»Gespenster wie wir«: Schöne Wunden

Das eigene Leben als Film: »Gespenster wie wir« von Stefan Meetschen

  • Björn Hayer
  • Lesedauer: 3 Min.

Mal ehrlich: Wer stellte sich noch nie vor, einen Film über das eigene Leben anschauen zu dürfen? Der Autor Stefan Meetschen hat sich diesen Wunsch erfüllt und – im übertragenen Sinne – sogar selbst Regie geführt. Denn in seinem neuen Roman »Gespenster wie wir« durchsucht er keine staubigen Archivkisten zur Familiengeschichte, sondern lässt sie von einem erfundenen Filmemacher in Szene setzen. Wie der Schriftsteller besitzt auch er einen deutsch-polnischen Hintergrund und verbrachte seine Jugend in Duisburg. Zusammengenommen mit der Fluchterfahrung der eigenen Mutter kann man all dies als einen hervorragenden Stoff für das Kino erachten!

Allerdings steht das autobiografische Werk des Protagonisten Albert Simon anfangs unter keinem guten Stern. Die deutsche Filmförderung lehnt die Unterstützung ab. Hinzu kommt, dass der Regisseur bald in die Schlagzeilen gerät und sein Team dadurch nach und nach auf Abstand zu ihm geht.

Was zunächst vor allem nach einer literarischen Auseinandersetzung mit der eigenen Herkunft klingt, mithin auch mit der Rolle der Ahnen im Nationalsozialismus, birgt weitaus mehr. Es ist wohl das Journalisten-Gen des 1969 geborenen Publizisten, das diesem Text deutliche Züge eines Zeitromans verleiht. Kritisch arbeitet sich der Schriftsteller mitunter an der politischen Realität im Polen der vergangenen beiden Dekaden ab oder geht dem Morast einer neuen Fremdenfeindlichkeit und Homophobie auf den Grund.

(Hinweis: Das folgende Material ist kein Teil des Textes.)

PR #1971, opened 2022-07-26
Use user SID when installing State Tool as admin on Windows.

mitchell-as:
<table>
<td>
  <a href="https://activestatef.atlassian.net/browse/DX-905" title="DX-905" target="_blank">BugDX-905</a>  _prepare []: prepare error, message: Could not add state protocol, error: Could not create state protocol registry key: The parameter is incorrect.  Stacktrace: D:/a/cli/cli/internal/logging/logging.go:github.com/ActiveState/cli/internal/logging.Error:288
  </td></table>
  <br />
 

The group SID does not exist in the registry, but the user SID does.

### DIFF
--- a/internal/runners/prepare/prepare_windows.go
+++ b/internal/runners/prepare/prepare_windows.go
@@ -108,8 +108,8 @@ func setStateProtocol() error {
 		if err != nil {
 			return locale.WrapError(err, "err_prepare_username", "Could not get current username")
 		}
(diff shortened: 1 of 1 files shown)


Naatan:
@mitchell-as Do you know if this will work both when running as admin and as non-admin?

mitchell-as:
Yes, non-admin uses a different registry key that exists for sure (HKEY_LOCAL_MACHINE\...). Admin is the case I tested.

Naatan (approved):

PR #1972, opened 2022-07-26
Do not error attempting to write completions script.

mitchell-as:
<table>
<td>
  <a href="https://activestatef.atlassian.net/browse/DX-904" title="DX-904" target="_blank">BugDX-904</a>  _prepare []: prepare error, message: Could not generate completions script, error received: Writing completion data failed., error: Writing completion data failed: Could not write completions script: os.OpenFile /etc/bash_completion.d/state failed: access
  </td></table>
  <br />
 

It's likely because we don't have admin privileges. This is a minor thing and not worth reporting an error over, especially to Rollbar.


Naatan (commented):
Might be able to address the privilege issue: https://serverfault.com/a/506707

daved (approved):

mitchell-as:
Filed a follow-up story as DX-1079, as it's outside the scope for this bug. We simply want to stop logging it to rollbar.

PR #1973, opened 2022-07-27
Allow user to select from multiple projects/paths with `state use` and `state shell`.

mitchell-as:
<table>
<td>
  <a href="https://activestatef.atlassian.net/browse/DX-1075" title="DX-1075" target="_blank">StoryDX-1075</a>  When using `state use <projectName>` - prompt if multiple projects match
  </td></table>
  <br />

### DIFF
--- a/pkg/project/project.go
+++ b/pkg/project/project.go
@@ -5,15 +5,12 @@ import (
 	"fmt"
 	"log"
 	"os"
-	"path/filepath"
 	"regexp"
 	"runtime"
-	"sort"
 	"strings"
 
 	"github.com/ActiveState/cli/internal/constraints"
 	"github.com/ActiveState/cli/internal/errs"
-	"github.com/ActiveState/cli/internal/installation/storage"
 	"github.com/ActiveState/cli/internal/keypairs"
 	"github.com/ActiveState/cli/internal/language"
 	"github.com/ActiveState/cli/internal/locale"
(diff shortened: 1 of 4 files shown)


pkg/project/project.go
```diff
@@ -20,6 +21,7 @@ import (
 	"github.com/ActiveState/cli/internal/multilog"
 	"github.com/ActiveState/cli/internal/osutils"
 	"github.com/ActiveState/cli/internal/output"
+	"github.com/ActiveState/cli/internal/prompt"
```
daved, line 24: Personally, I don't think we should do any prompting in this package. Currently, there is some prompting for secrets, but that is old code and I suggest that we shouldn't use that to justify adding more dependency on prompting. I suggest moving the prompting into a new package within the runbits directory. Generally, I'd imagine this function returning all projects and then the runbits package prompting based on those options. If that leaves this function fully or near fully useless, then it may be worth trying to remove it unless there are other callers needing it. @Naatan, please jump in if I'm suggesting a poor direction.

daved (changes requested):

pkg/project/project.go
Naatan: I agree, prompt should ideally only be used from runners or runbits. Generally speaking anything that produces output would fall under this rule.

mitchell-as: Committed a new runbits package.

daved (approved):

PR #1995, opened 2021-05-13
Remove Draft Flag from Next Releases

runewake2:
Kpt vNext is no longer released as a draft.


mortent (approved):

runewake2:
@googlebot I fixed it.

PR #2001, opened 2021-05-13
updated reference for fn source and sink

Shell32-Natsu:
Some other Go doc files are also updated after running `make generate`.

https://github.com/GoogleContainerTools/kpt/pull/1981#discussion_r631498688


Shell32-Natsu:
Dup with #2013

Im Hauptfokus stehen unterdessen die Fake News. Der sich immer wieder berappelnde Regisseur wird nämlich ebenso eines ihrer Opfer, als eine Mitarbeiterin den letztlich falschen Vorwurf des sexuellen Missbrauchs gegen ihn erhebt. Diesem ihn zu einem »Monster« degradierenden Feminismus setzt Meetschen ein anderes Bild starker Weiblichkeit entgegen, indem er beispielsweise von einer Aktivistin erzählt, die sich mutig in der Ukraine engagiert. Bewundernswert findet Simon »Frauen, die sich nicht endlos um sich selbst, Geschlechtergerechtigkeit und ihre emotionalen Befindlichkeiten drehten, sondern wussten, dass das Böse sich nicht in Geschlechtskategorien einteilen lässt. Beide Geschlechter werden attackiert – von innen wie von außen.«

Uns allen widerfährt an irgendeinem Punkt unserer Existenz Leid, wir alle werden, unabhängig von den Voraussetzungen, die wir mitbringen, auf die Probe gestellt. Daran jedoch nicht zugrunde zu gehen, versteht sich als die Hauptbotschaft dieses mit Herz und zeitdiagnostischem Sachverstand gleichermaßen geschriebenen Textes. Er strebt danach, »die Wunden unseres Lebens in Schönheit zu verwandeln«. Nicht zufällig lautet der Titel des Films im Buch daher »Transmutation«. Wie schon seine Eltern durchläuft der Protagonist einen Weg der Veränderung. Am Ende steht eine mögliche Vaterschaft, die Aussicht auf eine bessere Zukunft.

Meetschen, selbst gläubiger Katholik, sieht dafür primär das menschliche Handeln in der Pflicht. Aber eben nicht nur. Viele Begegnungen – von der engelhaften Nonne bis zum brandstiftenden Priester – muten in dieser Geschichte schicksalhaft an, genauso wie ein ziemlich unerwartetes Millionenerbe. Überkonstruiert erscheint die Story trotzdem nicht, eben weil der Autor ganz gezielt auf eine metaphysische Kulisse hinweisen will. Es könnte somit eine all die globalen und persönlichen Krisen lösende, überweltliche Macht geben, so die Hoffnung. Dass man in einer von Dystopien regierten Gegenwart noch solch helle, anmutige Bücher findet, muss man als wahres Geschenk bezeichnen. Den Geistern dieses Romans darf man also getrost vertrauen.

Stefan Meetschen: Gespenster wie wir. Ruhland, 236 S., geb., 24 €.